Architecture¶

Layer diagram¶

+--------------------------------------------+
|            User Code / Model               |
+--------------------------------------------+
|         trnfft.api (torch.fft API)         |
|   fft()  ifft()  rfft()  stft()  fftn()   |
+--------------------------------------------+
|   trnfft.fft_core     |  trnfft.nn        |
|   Cooley-Tukey         |  ComplexLinear    |
|   Bluestein            |  ComplexConv1d    |
|   Plan caching         |  ComplexModReLU   |
+------------------------+-------------------+
|       trnfft.nki.dispatch                  |
|   "auto" | "pytorch" | "nki"              |
+--------------------------------------------+
|  PyTorch ops     |  NKI kernels           |
|  (any device)    |  (Trainium only)       |
+------------------+------------------------+

Key design decisions¶

Split real/imaginary — Trainium has no complex dtype.
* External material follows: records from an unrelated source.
PR #3867, opened 2024-11-08
Flatten memberships into a single type

tbro:
Needed for #3726

### This PR: 
Removes `Memberships` struct and updates `Membership` trait to support DA and Quorum w/ a single interface. Essentially, instead of having `qourom_membership` and `committee_membership` (DA) fields in most places we now have a single `membership` field. In some places, where only one of the membership types was previously used, the previous name is preserved. To obtain the correct data, we now have to call the correct method: `membership.leader()` for quorum `membership.da_leader()` for da.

ComplexTensor wraps paired real tensors.
Iterative Cooley-Tukey — Radix-2 decimation-in-time with bit-reversal. Each butterfly stage vectorized across all groups.
Bluestein for arbitrary sizes — Converts arbitrary-N DFT to circular convolution via three power-of-2 FFTs.
Plan-based execution — Like FFTW/cuFFT. Plans cached by (size, inverse).
NKI dispatch — Auto-detects Neuron hardware. Falls back to PyTorch on CPU/GPU.

File structure¶

trnfft/
├── __init__.py          # Public API re-exports
├── api.py               # torch.fft-compatible functions
├── complex.py           # ComplexTensor
├── fft_core.py          # Cooley-Tukey + Bluestein
├── nn.py                # Complex NN layers
├── plan.py              # FFTPlan caching
├── precision.py         # set_precision / get_precision
└── nki/
    ├── dispatch.py      # Backend dispatch + GEMM/mul kernels
    ├── butterfly.py     # NKI butterfly kernel (fast + Kahan variants)
    ├── autograd.py      # torch.autograd.Function wrappers for kernels
    └── multicore.py     # Multi-NeuronCore (scaffold)

Precision modes¶

Introduced in v0.11.0. Select via trnfft.set_precision(mode). The mode mainly changes Bluestein's arbitrary-size FFT path; power-of-2 FFTs run through Cooley-Tukey and are less error-prone.

Mode	Scope	Typical rel error (Bluestein)	Cost
`"fast"` (default)	FP32 throughout	~2e-2 at N ∈ [500, 1000]; worse beyond	Baseline
`"kahan"`	Compensated Kahan/Dekker multiplies in Bluestein chirps; twoProd variant of NKI butterfly kernel	Matches "fast" on CPU (chirps aren't the error hotspot); meaningful reduction on NKI butterfly	~2× butterfly op count on NKI
`"double"`	Promote entire Bluestein host math to FP64, cast back on exit	~1e-11 at any N; 10+ orders of magnitude better than "fast"	Bluestein uses PyTorch FP64 (no NKI); power-of-2 FFTs unaffected

Recommendation: use "fast" for STFT, batched FFT, and any power-of-2 case. Use "double" when you need precision for Bluestein sizes (non-power-of-2, N ≥ 500). "kahan" is useful only on Trainium hardware where FP64 isn't available — on CPU it's equivalent to "fast" for this particular API.

Source of the error: Bluestein runs three power-of-2 FFTs in series. Each butterfly stage accumulates rounding error in the complex multiply prod_re = t_re*o_re - t_im*o_im, and the three-FFT chain compounds that loss. The chirp multiplications on the host are O(N) — compensating them alone (as "kahan" on CPU does) doesn't reach the dominant O(N log N) error source in the FFT itself.